PR #177, opened 2016-05-16
Blog post: Validations Predicates

jodosha:


source/blog/2016-05-16-validations-predicates.html.markdown
```diff
@@ -0,0 +1,79 @@
...
+        A name must be filled  and be a string and its size fall between 3 and 64.
+           👇            👇     👇        👇    👇       👇                👇    👇
+required(:name)      { filled?  &       str?   &      size?              (3 .. 64) }
+
+```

-- Requirement --
Copy out every line from the data above in which the word "size" occurs.

-- Written response --
+        A name must be filled  and be a string and its size fall between 3 and 64.
+required(:name)      { filled?  &       str?   &      size?              (3 .. 64) }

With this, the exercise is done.